H Is For Homicide Page 63


Tate took my arm, moving me toward the pool table. ’’Aren't you happy to see me?’’

I closed my eyes briefly. ’’Jesus, Tate. Get away from me. What are you doing here?’’

He took my hand. I was forced to follow as we crossed to the rack of pool cues, where I watched Tate select one. ’’I had to see Bibianna. She tell you about us?’’

’’Of course. You could have told me yourself if you'd trusted me.’’

’’Who had time? I've busy shooting bad guys.’’ He raised the cue to shoulder height and sighted down the length of it like a rifle. ’’Boom.’’

’’How'd you know where we'd be?’’

’’Pick a cue stick,’’ he said.

I chose one at random, too distracted to be particular, not that I have a clue about the qualities of a good cue.

’’Not that one.’’ He handed me another cue stick and then continued casually. ’’This is Raymond's hangout. You don't have to be Sherlock Holmes to figure out where he'll be. By the way, if Raymond comes over and wants to know what's going on, tell him the truth - we went to grade school together.’’

’’How'd you get out of the slammer? I thought you were broke. What's bail on a murder charge, two hundred thousand bucks?’’

’’Two fifty. I got a friend in Montebello who put up his house. My attorney got bail knocked down to a hundred grand. I'm out on OR plus bail...’’

’’And they let you leave the county?’’

’’Quit worryin. It's legitimate. I talked my probation officer into an eight-hour turnaround. My wife's sick, I said. I'm due back in Santa Teresa by six A.M. or they'll throw me in the can again.’’ Tate arranged the balls in the rack and broke. Balls scattered everywhere with a satisfying crack.

’’What are we doing? I haven't played pool for years.’’

’’Eight-ball. It's your shot.’’

’’You're very cute,’’ I said without much conviction. ’’Just tell me what to hit and let's get on with it.’’

’’You think I can have time alone with her?’’

’’No.’’

’’Would you give her a message? Would you tell her I'm doing everything I can to get her out of here?’’

’’Sure.’’

We played pool. Jimmy Tate pretended to tutor me and I took instruction, all in the interest of conducting a tense conversation overlaid with bright smiles. From a distance, I hoped we'd look like potential bedmates to someone who would kill us if he figured out what was actually happening. Tate loved it, of course. This was just the sort of situation he thrived on - out there on the front line, taking flak, taking risks in the name of I don't even know what. I was feeling that same sick sensation that prefaces a tetanus shot. Something bad was going to happen and I couldn't figure out how to escape it.

Tate said, ’’You taking good care of her for me?’’

’’I'm a real champ,’’ I said. ’’This is the last time I'm ever doing shit like this for anyone.’’

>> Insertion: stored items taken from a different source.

PR #174, opened 2024-06-14
[WIP] RFC 000 - Consolidate Frontend Apps

leenagupte:


rfc-174-consolidate-frontend-rendering-apps.md
```diff
@@ -0,0 +1,307 @@
...
+
+### Code structure
+The code structure will be standardised. As well as using the [default Rails directory structure], we propose the following standard for additional classes (e.g. services, api calls). The standard expands on the [conventions] documented in the developer docs.
+
+The host app will follow the default MVC structure of Rails applications. In addition to that:
+
+Under `/app`:
+
+models
+- Ingest data from yaml / JSON / CSVs rather than database.
```
KludgeKML, line 155: Suggestion:
  "Frontend apps do not have database records, so models here are created to store data received from api calls (eg content items from content store), process data that will be written to apis (eg feedback items to zendesk), and information ingested from YAML/JSON/CSVs. Unless it's not otherwise advisable, static data in the app will be stored in the locale files to promote localisation."

rfc-174-consolidate-frontend-rendering-apps.md
```diff
@@ -0,0 +1,307 @@
...
+
+Under `/lib`
+- Rake tasks
+
+Use `lib` rather than `app/lib` for custom code that enhances the app but doesn’t fit into a directory in `app`
+
+Under `/config`
+
+data 
+- YAML, JSON, CSV config files. Data files should be placed here rather than under `/lib/data`
```
KludgeKML, line 173: "Static data like lists of contact information should ideally be stored in the locale files to promote localisation"

rfc-174-consolidate-frontend-rendering-apps.md
leenagupte: The first bit sounds really good. Thanks. 👍 

What data are you think of here?
> static data in the app will be stored in the locale files 

I think static and dynamic content should be in the locale files, yes. But data? I think that should be in `config/data`. I don't think that needs to be mentioned in the models.

rfc-174-consolidate-frontend-rendering-apps.md
leenagupte: Ah, right! I understand now. Yes, that makes sense.

rfc-174-consolidate-frontend-rendering-apps.md
```diff
@@ -0,0 +1,330 @@
...
+Manually testing user journeys from a page is difficult, particularly where code changes are spread across more than one application. To test locally, developers have to have multiple applications running which slows down their local machines.
+
+Having fewer apps would also mean that GOV.UK Docker, our system for running apps locally, could be simplified or potentially removed entirely.
+
+Sharing changes for non-engineering disciplines to preview is also difficult. This can be done by deploying branches to integration, but these branches are frequently overwritten by dependency updates.
+
+We can use Heroku for previews but this is also complicated by multiple apps. Previewing a user journey that involves pages from more than one app cannot be done in Heroku because links from a page in one app do not link to another. For example, a journey from the homepage to a search page and then a mainstream browse page crosses multiple app boundaries, and the links would 404 in Heroku. Previews can be done using Heroku, but this would be greatly simplified by having only a single application.
+
+### `static` and `slimmer` are complicated and inflexible
```
andysellick, line 90: Should this section be the same heading level as the ones above? Currently it's `###` but the other problems above are `####`. Then I think `The system is not designed for dynamic content` and `Code locations are scattered` should be headings beneath this section?

This shows the heading structure currently:

Screenshot 2024-06-18 at 09 25 10

leenagupte: You're right, and thanks for show the heading structure, that's really helpful. I think most of the headings are supposed to be a level 3, not 4. Will edit and fix up.

leenagupte: @andysellick I've updated the headings to better match the heading structure what we had in the Google doc. I've updated and fixed up.

andysellick: Cool. Now looks like this, which I think is correct?

Screenshot 2024-06-18 at 10 55 42

rfc-174-consolidate-frontend-rendering-apps.md
```diff
@@ -0,0 +1,330 @@
...
+We propose merging the apps into a single rendering app. This will solve some of the issues in this RFC and allow us to solve others in the future - for example, removing `static`.
+
+We propose merging all apps into an existing app. The benefit of this is that even if we aren’t able to consolidate all of the applications, we would still reduce the maintenance burden for each app merged. We also won’t have created anything new, and won’t have to manage any extra conflicting patterns.
+
+We can steadily move routes, controllers and models from the candidate (the app being merged) into the host (the app we are merging into) until the host is serving all the routes.
+
+We propose using [frontend] as the host app. This is because:
+
+* `frontend` contains some of the more complicated document types like licence_transaction and local_transaction, that have multiple pages and interactive elements, which would be harder to consolidate into another app
+* `frontend` has a one-controller per document type layout, which is preferable for document types with multiple pages as it follows [rails conventions for controllers] to do the orchestration.
```
sihugh, line 139: The controller-per-document-type approach does help in a number of ways. In order to do this though, (somewhat unusually for GOV.UK apps) we use [a routing constraint based on document type](https://github.com/alphagov/frontend/blob/af88146e66d7693085e44a92fb4281c25ecf1400/config/routes.rb#L60). This retrieves the content item from content store as part of the routing of a request and checks the document type to determine which controller should handle it.

The content item is cached in the request object, so should only be retrieved once - even though it may be used multiple times in route resolution. Additionally, the controller for document types that use content items also [retrieves the content item from the request object](https://github.com/alphagov/frontend/blob/main/app/controllers/content_items_controller.rb#L25).

I don't think this is a problem, and might well be a useful approach when introducing new types to the app, however it is probably not well known so should probably be socialised at least. It would probably be a Bad Thing:tm: if our single frontend app made duplicate requests to our APIs!

leenagupte: Oh that's interesting point. Thanks Simon! We were concerned that we'd be retrieving the content-item twice. But you're right, getting the content item from the request object rather than an api call is a slightly odd pattern.

rfc-174-consolidate-frontend-rendering-apps.md
```diff
@@ -0,0 +1,330 @@
...
+
+There are currently 8 rendering apps for GOV.UK that are supported and maintained by GOV.UK teams:
+
+1. [collections]
+2. [email-alert-frontend]
+3. [feedback]
+4. [finder-frontend]
+5. [frontend]
+6. [government-frontend]
+7. [smart-answers]
```
mtaylorgds, line 25: Although technically a rendering app, Smart Answers works very differently to other rendering apps (it doesn't render items from the Content Store, for example), and I'm not sure it's code structure would fit into the suggested format very well.

I'm sure lots of folks are aware of this, but I just want to call this out as something that will probably need special attention.

leenagupte: Oh yes, we included it for completeness. My thoughts about smart-answers are that it probably needs to be deconstructed into 3 apps. The templates for rendering, a publishing app for the content, and a gem / engine / app for the business rules / logic that can be imported into both the publishing and rendering apps.

rfc-174-consolidate-frontend-rendering-apps.md
```diff
@@ -0,0 +1,330 @@
...
+    * will need to consider approach for developer machines
+* Need to reconfigure Kubernetes deployment. We should be able to drop the total number of pods.
+    * optimise the number of pods needed in draft and production
+    * currently in production there are
+        * 4 pods for `frontend`
+        * 6 for `government-frontend`
+        * 4 for `collections`
+        * 9 for `finder-frontend`
+        * plus 2 or 3 per app for the others
+    * scaling up the pods for a single app will use more resources
```
theseanything, line 258: I think the net resource usage would be roughly be the same. You'll have more "frontend" pods, but also you're removing pods for the other frontend apps - (also potentially router/router-api). Likely there will be higher memory usage per pod, but wouldn't have thought it'd be significant. Scaling the number of pods is a super simple configuration change that takes minutes.

theseanything: Essentially think this will be a non-issue - but defo worth keeping an eye on how the resources usage changes.

rfc-174-consolidate-frontend-rendering-apps.md
```diff
@@ -0,0 +1,330 @@
...
+* Optimise the frontend code
+    * remove duplication
+* Remove the routes from the candidate
+* [Retire the candidate] once all routes have been removed
+
+### Expected issues
+Merging all of our apps together is not without difficulties and we acknowledge that a single app will present problems that our multiple apps do not.
+
+* A Rails update for one large app might be more complex than spread across individual apps.
+* The scaling of a single app might become more costly.
```
theseanything, line 240: The cost of scaling these pods is likely be minimal vs our overall infrastructure spend.

DaveLee-GDS:
Whilst i don't feel confident in commenting on the coding patterns as such, it does look like a good idea to combine everything as you describe. It will certainly contribute to savings and efficiencies (coding-wise, not necessarily in ££) in future in unforeseen ways.
Without knowing more about the reasons why we have so many front-end apps now, i'll hazard a guess that different teams created them over time to solve timely problems (a la Conway's Law). Also, i'll assume different teams currently keep them up to date as necessary. My point being, once combined into a single codebase, we will need to consider how different teams contribute to that single codebase and how that should be handled. For example, will there be a set list of Reviewers or CodeOwners that PR approval is required of before merging any changes? Basically, how will the Ways of Working look? That is of course assuming my assumptions stand. If not, feel free to ignore me!

rfc-174-consolidate-frontend-rendering-apps.md
```diff
@@ -0,0 +1,330 @@
...
+    * use as a test case and use that to inform our next steps
+* Write a roadmap for app consolidation
+    * will be handled separately
+    * might be simply the order in which applications will be merged into the host
+    * or could be some apps merged together before merging into the host
+    * or some routes merging ahead of others
+* Consider and work on expected issues (see below)
+* Work to merge remaining apps
+
+### Steps as part of a merge
```
dgm34, line 219: You've flagged that the apps you're proposing to merge have inconsistent approaches to testing. And merging codebases as proposed here is one of the times we'd really benefit from having comprehensive test coverage. I wonder if there's a case for rewriting a candidate's tests in RSpec and ensuring good coverage prior to any merge in to `frontend`?

KludgeKML: You may be interested in this: https://github.com/alphagov/frontend/pull/4090 (the PR that rewrites Frontend's test suite, since it's currently minitest). Of the candidate apps to merge in, all of them already have RSpec as their teset runner with the exceptions of government-frontend (the biggie) and smart-answers (which as other people have noted, probably isn't in scope for this realistically).

leenagupte:
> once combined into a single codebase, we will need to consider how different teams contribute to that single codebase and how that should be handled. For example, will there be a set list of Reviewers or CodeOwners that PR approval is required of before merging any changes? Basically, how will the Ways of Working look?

He smiled. ’’That's because you'd rather kick butt.’’

’’You got that right.’’

Tate cleaned up the table and we joined the other three, who were bunched into the booth. Luis got up and I slid in beside Tate, who remained carefully attentive to me in the process. Luis found an empty chair and pulled it over to the table. I think it was the first time I ever served as a ’’beard’’ in a dangerous liaison. Liar that I am under ordinary circumstances, I found it a tricky business to fake a flirtation. I felt awkward and false, reactions not lost on Raymond, whose radar was telling him enemy aircraft were somewhere in the area. I felt his eyes scan my face with a half-formed question. Maybe he'd write me off as a hopeless social oaf. Certainly the woodenness of my response to Tate was obvious.

Tate proceeded to tease me outrageously under Bibianna's watchful gaze. She was feigning indifference, but her interest was obvious. Aside from the fact the situation scared me silly, I was glad to have Tate on the scene. I hadn't realized, before he showed up, how isolated I was feeling. I was still vulnerable, of course - more so with him there - but at least I had a friend, and I knew, from my long experience, he'd lay down his life for me if it came to that.

Bibianna, in range of Jimmy Tate again, began to do the ritual dance. There was nothing overt in her behavior. She went out of her way to cater to Raymond, tucking her arm in his, leaning against him so that her breast brushed his arm enticingly. She and Tate avoided eye contact, ignoring one another so pointedly I'd have thought them rude if I hadn't known their true relationship. As it was, the game they played was far riskier. The color crept up in her cheeks unbidden. I watched the se*uality emerge, some ancient, unspeakable response to her mate. I couldn't believe Raymond didn't pick up on it. The only clue I had about his inner state was the eruption of the tics, which were running once a minute.